Par France Hatron
Age : A partir de 15 ans
Sortie : 22 janvier 2014
Durée : 1h21
Un film français, guinéen, sénégalais
Genre : Drame
Réalisateur : Mama Keïta
Distribution : William Nadylan, Mame Indoumbe Diop, Ibrahima Mbaye, Mouss Diouf, Omar Seck, Jacky Tavernier, Ismael Thiam…
Un taxi jaune dépose un jeune Sénégalais distingué dans une rue de Dakar. Il franchit la porte d’une maison et découvre, à même le sol du jardin, une femme enfilant des perles. Il s’agit de sa grand-mère, émue de le revoir. Elle lui présente sa sœur Aïcha, une jolie jeune femme muette et sauvage.
Puis, Adama rend visite à un vieil ami, dans sa boutique de caméras vidéos. Ce dernier reproche au déserteur de ne pas lui avoir donné signe de vie pendant toutes ces années.
Contre toute attente, l’enfant prodige n’est pas rentré pour toujours, il compte repartir dès le lendemain. Sa sœur et sa grand-mère reçoivent très mal la nouvelle. Adama n’avait déjà pas tenu sa promesse de rentrer au pays à la fin de ses études et aujourd’hui encore, il les déçoit. La vielle femme soupçonne son petit-fils de repartir en France pour une femme. Adama lui confie alors avoir divorcé deux ans plus tôt.
Le jeune homme rend ensuite visite à l’un de ses anciens professeurs qui lui en veut, lui aussi, d’avoir étudié à l’étranger aux frais de son pays.
Lors d’une promenade nocturne avec son ami Djibril, Adama croise sa sœur Aïcha, devenue prostituée, sous la coupe d’un proxénète connu et craint par la ville entière. Abasourdi, le jeune homme retrouve le proxénète dans la soirée et le tabasse avant de violenter sa soeur aussi. Le souteneur met alors à prix la tête d’Aïcha. Commence alors une course poursuite infernale entre Adama et le proxénète qui, lui-même, course Aïcha.
Comme son personnage principal, Mama Keïta est d’origine africaine et a étudié ailleurs. Il dresse un état des lieux critique de l’Afrique et nous donne en même temps des clés pour comprendre et analyser sa dérive. L’Afrique se saigne pour envoyer ses élites étudier à l’étranger et n’a finalement pas de retour sur « investissement ». L’ancien professeur d’Adama le lui fait comprendre avec des mots blessants : « ce diplôme que vous possédez n’est pas seulement le fruit de votre géni. Nous sommes des millions à en être propriétaire ». Mais pour le déserteur, le devoir est un sacrifice auquel il n’est pas prêt : « je suis scientifique. Vous m’appelez au sacrifice ».

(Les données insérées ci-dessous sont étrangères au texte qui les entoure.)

PR #872, opened 2022-10-13
[Fix] reset state for thunks on the stack

### LINKED ISSUE #868: Spurious infinite recursion in the REPL
**Describe the bug**
The REPL keeps too much state between evaluations. When an evaluation throws an error, long lived thunks created by let-bindings may remain in the blackholed state. If they are evaluated again, the evaluator thinks it encountered an infinite recursion.

**To Reproduce**
```
nickel repl <<EOF
let contract = { var | { foo | Str | optional } } & { var | { bar | Num | optional } }
{} | contract
{ var = {} } | contract
EOF
```
This is almost certainly not a minimal example. I haven't found a shorter one yet, though.

**Expected behavior**
No inifinite recursion error. Thunks touched by the evaluator need to be reset into an unevaluated state if an error occurs.

**Environment**
 - Version of the code: a0025284af0aa1830238d152869c03b14d31b250

**Additional context**
Thanks to @yannham for a quick initial diagnosis!

dpl0a:
Changed `VirtualMachine::reset` to also reset the state of all thunks in the stack to `Suspended`.
Fixes #868

### DIFF
--- a/src/eval/mod.rs
+++ b/src/eval/mod.rs
@@ -158,8 +158,7 @@ impl<R: ImportResolver> VirtualMachine<R> {
     pub fn reset(&mut self) {
         self.eval_mode = Default::default();
         self.call_stack.0.clear();
-        self.stack.reset_thunks();
-        self.stack.clear(); //Do we even need to call this at this point?
+        self.stack.reset();
     }
 
     fn set_mode(&mut self, new_mode: EvalMode) {
--- a/src/eval/mod.rs
+++ b/src/eval/mod.rs
@@ -158,8 +158,8 @@ impl<R: ImportResolver> VirtualMachine<R> {
     pub fn reset(&mut self) {
         self.eval_mode = Default::default();
         self.call_stack.0.clear();
-        reset_thunks(&mut self.stack);
-        self.stack.clear();
+        self.stack.reset_thunks();
+        self.stack.clear(); //Do we even need to call this at this point?
     }
 
     fn set_mode(&mut self, new_mode: EvalMode) {
@@ -176,10 +176,6 @@ impl<R: ImportResolver> VirtualMachine<R> {
 
     pub fn import_resolver_mut(&mut self) -> &mut R {
         &mut self.import_resolver
-    }
-
-    pub fn stack_mut(&mut self) -> &mut Stack {
-        &mut self.stack
     }
 
     /// Evaluate a Nickel term. Wrapper around [eval_closure] that starts from an empty local
@@ -764,12 +760,6 @@ pub fn env_add(env: &mut Environment, id: Ident, rt: RichTerm, local_env: Enviro
 fn update_thunks(stack: &mut Stack, closure: &Closure) {
     while let Some(thunk) = stack.pop_thunk() {
         thunk.update(closure.clone());
-    }
-}
-
-fn reset_thunks(stack: &mut Stack) {
-    while let Some(thunk) = stack.pop_thunk() {
-        thunk.reset_state();
     }
 }
 
--- a/src/eval/mod.rs
+++ b/src/eval/mod.rs
@@ -154,10 +154,11 @@ impl<R: ImportResolver> VirtualMachine<R> {
         }
     }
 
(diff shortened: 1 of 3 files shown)


src/eval/mod.rs
```diff
@@ -177,6 +178,10 @@ impl<R: ImportResolver> VirtualMachine<R> {
         &mut self.import_resolver
     }
 
+    pub fn stack_mut(&mut self) -> &mut Stack {
```
yannham, line 181: Wouldn't that be easier to implement stack unwiding directly in the `Stack` or `VirtualMachine`? We wouldn't have to expose the internals of `VirtualMachine` publicly.

src/eval/mod.rs
```diff
@@ -762,6 +767,12 @@ fn update_thunks(stack: &mut Stack, closure: &Closure) {
     }
 }
 
+fn reset_thunks(stack: &mut Stack) {
+    while let Some(thunk) = stack.pop_thunk() {
+        thunk.reset_state();
+    }
+}
```
yannham, line 774: I fear that won't be enough. The stack could very much look like:

```
ThunkUpdateFrame
Op2Cont
...
ThunkUpdateFrame
```

The second thunk won't be released. I think you have to iterate through all the stack until the end, and treat thunk update frames, and not only the first consecutive thunks.

dpl0a: Hmm true, I somehow overlooked this

src/eval/mod.rs
dpl0a: I'll look into it

src/eval/mod.rs
dpl0a: Should work correctly now

src/eval/stack.rs
```diff
@@ -132,6 +132,20 @@ impl Stack {
         self.0.clear();
     }
 
+    /// Pops all items in the stack and resets the state of the thunks it encounters.
+    pub fn reset_thunks(&mut self) {
```
yannham, line 136: I like recursion as much as the next functional programmer :stuck_out_tongue: but this will use stack space (the binary process stack, not our heap-allocated `Stack`) linear in the size of `stack` (our `Stack`, `self`).

More idiomatic Rust would be:

```rust
    pub fn reset_thunks(self) {
        for elt in self.0 {
            if let Some(Marker::Thunk(thunk)) = elt {
                thunk.reset_state();
             }
        }
    }
```

src/eval/mod.rs
```diff
@@ -154,11 +154,12 @@ impl<R: ImportResolver> VirtualMachine<R> {
...
     }
 
-    /// Reset the state of the machine (stacks and eval mode) to prepare for another evaluation round.
+    /// Reset the state of the machine (stacks, eval mode and thunk state) to prepare for another evaluation round.
     pub fn reset(&mut self) {
         self.eval_mode = Default::default();
         self.call_stack.0.clear();
-        self.stack.clear();
+        self.stack.reset_thunks();
+        self.stack.clear(); //Do we even need to call this at this point?
```
yannham, line 162: Well, you either clear inside `reset_thunks` (but then maybe the name is not really adapted anymore, because it's doing more?) as you do now, and you don't have to call to `clear()`. Or you make `reset_thunks` more atomic, by just iterating immutably on the stack, and keep the separate `clear()` function. I don't have a strong opinion, beside the naming issue.

src/eval/stack.rs
dpl0a: Your solution is way better. Actually I wanted to write something like this but somehow I was convinced this would cause some problems with moving out of self.0, but self doesn't need to be mutable so there's no problem. My bad for not realizing that (and not trying it out before writing a non-idiomatic solution)

dpl0a: Yeah but doesn't this move out stuff behind a mutable reference?

yannham: Yes, you need to adapt for the borrowing you want.

yannham (approved):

Le film pose la question de la responsabilité individuelle ou collective. Par son absence, Adama est-il responsable de la déchéance de sa sœur ? La piteuse image qu’elle lui renvoie est celle d’un pays natal perdu lui rappelant que l’Afrique, c’est aussi et surtout : la violence, la drogue, la précarité, la soumission de la femme et la perte de soi. Et pas seulement à cause du sous-développement. Mama Keita va plus loin en pointant du doigt la fuite des cerveaux. Pour lui, l’esclavage n’est finalement pas si loin.
William Nadylan interprète avec beaucoup de délicatesse et de profondeur son personnage d’Adama qu’il rend ainsi très digne. A ses côtés, Mouss Diouf en proxénète sans foi ni loi, lui arrive à la bonne hauteur. Le scénario, quant à lui, pèche au niveau de la psychologie des personnages secondaires dont on peine à retrouver le lien entre le passé et le présent. Mais le propos du film – plaidoyer pour la liberté d’étudier chez soi – à lui seul, appelle à la révérence.